In the data below, find each line that contains the word "success" and copy it.

[Opening Material for this exercise section]

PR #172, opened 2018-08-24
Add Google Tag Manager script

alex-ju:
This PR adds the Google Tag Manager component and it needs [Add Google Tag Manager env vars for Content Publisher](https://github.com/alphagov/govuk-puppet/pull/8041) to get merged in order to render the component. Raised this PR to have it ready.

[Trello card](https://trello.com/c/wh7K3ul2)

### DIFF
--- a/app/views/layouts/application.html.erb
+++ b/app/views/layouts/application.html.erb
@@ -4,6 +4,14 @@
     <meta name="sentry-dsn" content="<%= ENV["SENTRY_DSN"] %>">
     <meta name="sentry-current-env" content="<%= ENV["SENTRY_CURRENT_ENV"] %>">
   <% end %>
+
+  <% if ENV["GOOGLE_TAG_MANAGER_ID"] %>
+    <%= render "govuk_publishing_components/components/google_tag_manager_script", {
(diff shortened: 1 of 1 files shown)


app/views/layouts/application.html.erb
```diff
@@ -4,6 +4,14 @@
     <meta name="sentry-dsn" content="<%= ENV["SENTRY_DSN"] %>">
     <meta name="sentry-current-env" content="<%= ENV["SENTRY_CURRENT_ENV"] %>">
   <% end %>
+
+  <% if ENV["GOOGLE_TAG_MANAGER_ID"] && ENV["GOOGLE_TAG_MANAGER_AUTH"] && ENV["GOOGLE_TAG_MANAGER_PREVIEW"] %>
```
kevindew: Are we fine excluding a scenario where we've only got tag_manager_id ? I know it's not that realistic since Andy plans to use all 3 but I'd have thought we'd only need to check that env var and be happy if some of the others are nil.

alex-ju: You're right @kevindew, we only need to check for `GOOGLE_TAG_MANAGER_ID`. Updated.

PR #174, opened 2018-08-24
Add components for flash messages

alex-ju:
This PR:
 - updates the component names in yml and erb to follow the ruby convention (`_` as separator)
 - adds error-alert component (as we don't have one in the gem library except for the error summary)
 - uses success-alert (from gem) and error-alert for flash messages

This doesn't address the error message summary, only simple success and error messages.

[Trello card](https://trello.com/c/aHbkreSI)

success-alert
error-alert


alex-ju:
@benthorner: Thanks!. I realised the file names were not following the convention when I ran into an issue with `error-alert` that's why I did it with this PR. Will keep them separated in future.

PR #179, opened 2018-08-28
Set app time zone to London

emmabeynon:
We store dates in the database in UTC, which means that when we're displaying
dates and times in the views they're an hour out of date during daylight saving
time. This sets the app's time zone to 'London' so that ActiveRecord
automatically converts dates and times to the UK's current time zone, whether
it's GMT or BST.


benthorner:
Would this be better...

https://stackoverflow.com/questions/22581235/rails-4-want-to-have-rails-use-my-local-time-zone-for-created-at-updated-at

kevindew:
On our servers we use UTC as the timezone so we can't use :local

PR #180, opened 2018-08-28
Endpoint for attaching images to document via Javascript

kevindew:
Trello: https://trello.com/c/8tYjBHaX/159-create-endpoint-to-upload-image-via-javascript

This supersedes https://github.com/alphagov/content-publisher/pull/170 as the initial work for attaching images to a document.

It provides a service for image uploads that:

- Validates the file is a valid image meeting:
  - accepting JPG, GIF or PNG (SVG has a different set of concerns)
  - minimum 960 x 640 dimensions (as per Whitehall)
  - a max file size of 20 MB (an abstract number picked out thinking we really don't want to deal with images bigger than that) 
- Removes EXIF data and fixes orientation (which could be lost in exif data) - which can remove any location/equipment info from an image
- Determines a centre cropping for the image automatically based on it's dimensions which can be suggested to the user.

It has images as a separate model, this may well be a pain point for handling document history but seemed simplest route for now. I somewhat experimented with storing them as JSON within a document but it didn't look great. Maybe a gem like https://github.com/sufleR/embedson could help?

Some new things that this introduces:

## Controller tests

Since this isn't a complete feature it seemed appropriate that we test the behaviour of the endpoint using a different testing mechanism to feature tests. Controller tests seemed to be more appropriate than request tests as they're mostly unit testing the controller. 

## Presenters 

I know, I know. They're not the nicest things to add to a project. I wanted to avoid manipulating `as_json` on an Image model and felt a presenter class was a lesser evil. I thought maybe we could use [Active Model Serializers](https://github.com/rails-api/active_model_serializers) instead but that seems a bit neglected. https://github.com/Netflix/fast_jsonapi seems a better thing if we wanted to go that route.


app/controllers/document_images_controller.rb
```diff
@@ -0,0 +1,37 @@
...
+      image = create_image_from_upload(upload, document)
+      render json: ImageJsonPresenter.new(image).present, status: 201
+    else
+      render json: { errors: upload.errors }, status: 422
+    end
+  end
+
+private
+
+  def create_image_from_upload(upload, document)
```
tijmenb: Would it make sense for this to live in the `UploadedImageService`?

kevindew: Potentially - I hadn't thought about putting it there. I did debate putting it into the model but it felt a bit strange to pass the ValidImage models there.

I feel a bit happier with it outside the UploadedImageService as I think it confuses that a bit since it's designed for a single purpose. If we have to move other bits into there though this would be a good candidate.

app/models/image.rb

[Closing Material for this exercise section]

◆ Answer to this task:
 - uses success-alert (from gem) and error-alert for flash messages
This doesn't address the error message summary, only simple success and error messages.
success-alert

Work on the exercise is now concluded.